Le président turc a l'ascendant sur l'UE
Sous la pression de la crise des réfugiés, l'UE devra faire de nouvelles concessions au président turc Tayyip Erdoğan, qui ressort renforcé des élections anticipées, souligne le quotidien catholique Avvenire : "A Bruxelles, on est conscient du fait qu'Erdoğan mettra bientôt ses conditions dans la balance : des aides de plusieurs milliards, un allégement du régime des visas et une intensification des négociations d'adhésion à l'UE, au point mort ces derniers mois dans de trop nombreux chapitres. Qu'entend-il faire des plus de deux millions de réfugiés syriens et afghans amassés en Turquie ? Là encore, Erdoğan décidera en fonction du comportement de l'UE. … Les dirigeants européens - Angela Merkel la première - le savent bien. Qu'Erdoğan décide de contenir les réfugiés en Turquie, de les autoriser progressivement à partir, voire même de les inciter à rallier massivement les frontières grecques et les îles de l'Egée, l'Europe sera contrainte de fermer les yeux sur le despotisme de ce dirigeant si elle veut que son vœu désespéré de stabilité soit exaucé."

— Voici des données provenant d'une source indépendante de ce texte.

PR #1997, opened 2023-08-16
fix(docs): Do not recommend deprecated useStore + equalityFn on initialize with props docs

michelts:
## Summary

Passing an equalityFn to the useStore hook is deprecated. The documentation to initialize the store from props is recommending the approach. It was updated to recommend using useStoreWithEqualityFn instead.

## Check List

BTW notice running prettier messed with a lot of files but didn't change the file I changed. I'm not pushing those other files formatting changes though.

### DIFF
--- a/docs/guides/initialize-state-with-props.md
+++ b/docs/guides/initialize-state-with-props.md
@@ -106,7 +106,7 @@ import { useContext } from 'react'
 import { useStore } from 'zustand'
 
 function useBearContext<T>(
-  selector: (state: BearState) => T,
+  selector: (state: BearState) => T
 ): T {
   const store = useContext(BearContext)
   if (!store) throw new Error('Missing BearContext.Provider in the tree')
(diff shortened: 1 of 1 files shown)


sewera:
> Or, maybe we should show both? because some people don't use `equalityFn`.

I agree, and I'd say that _most_ people don't use `equalityFn`, so showing both would probably make sense.

michelts:
Sure! I updated the content, how does it sound?

docs/guides/initialize-state-with-props.md
```diff
@@ -107,11 +107,10 @@ import { useStore } from 'zustand'
 
 function useBearContext<T>(
   selector: (state: BearState) => T,
```
sewera, line 109:
```suggestion
  selector: (state: BearState) => T
```

sewera (approved):

dai-shi (approved):
Thanks!!
Please run prettier.

michelts:
Done! Sorry not noticing it earlier.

Un changement de cap n'est pas exclu
Maintenant que la soif de pouvoir d'Erdoğan est assouvie, le président pourrait revenir à une politique plus modérée, estime le quotidien de centre-gauche Tages-Anzeiger : "Sans avoir mis en œuvre la révision constitutionnelle à laquelle il aspire, Tayyip Erdoğan a déjà conforté son pouvoir. Il a désormais les coudées franches pour mener une politique pragmatique, si tant est que ceci peut lui procurer un avantage. Conclure la paix avec les Kurdes constituerait un legs historique. La crise des réfugiés lui donne l'opportunité de traiter avec l'UE sur un pied d'égalité. Avec plus de deux millions de réfugiés dans le pays, un rôle clé revient à la Turquie dans cette question. Même si ceci paraît peu évident à première vue, la victoire électorale offre à Erdoğan la chance d'évoluer encore. Quoi qu'il en soit, il n'a pas besoin de s'agripper au pouvoir pour le moment."

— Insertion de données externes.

PR #2029, opened 2023-09-06
fix(docs): Fix Immer import

fdb:
The `produce` function is a named export, not a default export:

https://immerjs.github.io/immer/produce

### DIFF
--- a/docs/recipes/recipes.mdx
+++ b/docs/recipes/recipes.mdx
@@ -221,7 +221,7 @@ Reducing nested structures is tiresome.
 Have you tried [Immer](https://github.com/immerjs/immer)?
 
 ```jsx
-import produce from 'immer'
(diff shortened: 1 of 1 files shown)


docs/recipes/recipes.mdx
```diff
@@ -221,7 +221,7 @@ Reducing nested structures is tiresome.
 Have you tried [Immer](https://github.com/immerjs/immer)?
 
 ```jsx
-import produce from 'immer'
+import { produce } from 'immer'
```
dai-shi, line 224: Looks good to me. It this the only place that needs to be changed?

fdb:
There are two other references to `produce` on the page as well. I also updated those.

dai-shi (approved):
Thanks for your contribution!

Le 'sultan' ferait mieux de se focaliser sur l'économie
De nombreux électeurs turcs ont accordé leur voix au parti islamo-conservateur AKP du président Erdoğan, dimanche, car ils font confiance aux compétences économiques de l'ex-Premier ministre, selon le journal économique libéral L'écho : "C'est depuis que le 'sultan' a troqué son costume de Premier ministre pour celui, plus protocolaire, de président que le Tigre anatolien a commencé à s'essouffler. En faisant de lui, dimanche, l'homme de la situation, les Turcs lui ont demandé de retendre les ressorts qui permettront au Tigre de rugir à nouveau. Gageons à cet égard qu'il calme le jeu sur la question kurde, dont le règlement pacifique pourrait, aussi, rassurer les touristes et soutenir ainsi un des secteurs clés de l'économie. Et gageons aussi qu'à l'instar d'un Bart De Wever en Belgique, Erdoğan calme le jeu sur le plan institutionnel et sur ses velléités autocratiques pour se concentrer sur l'économie, la matière dans laquelle il s'est montré, jusqu'à présent, le plus convaincant."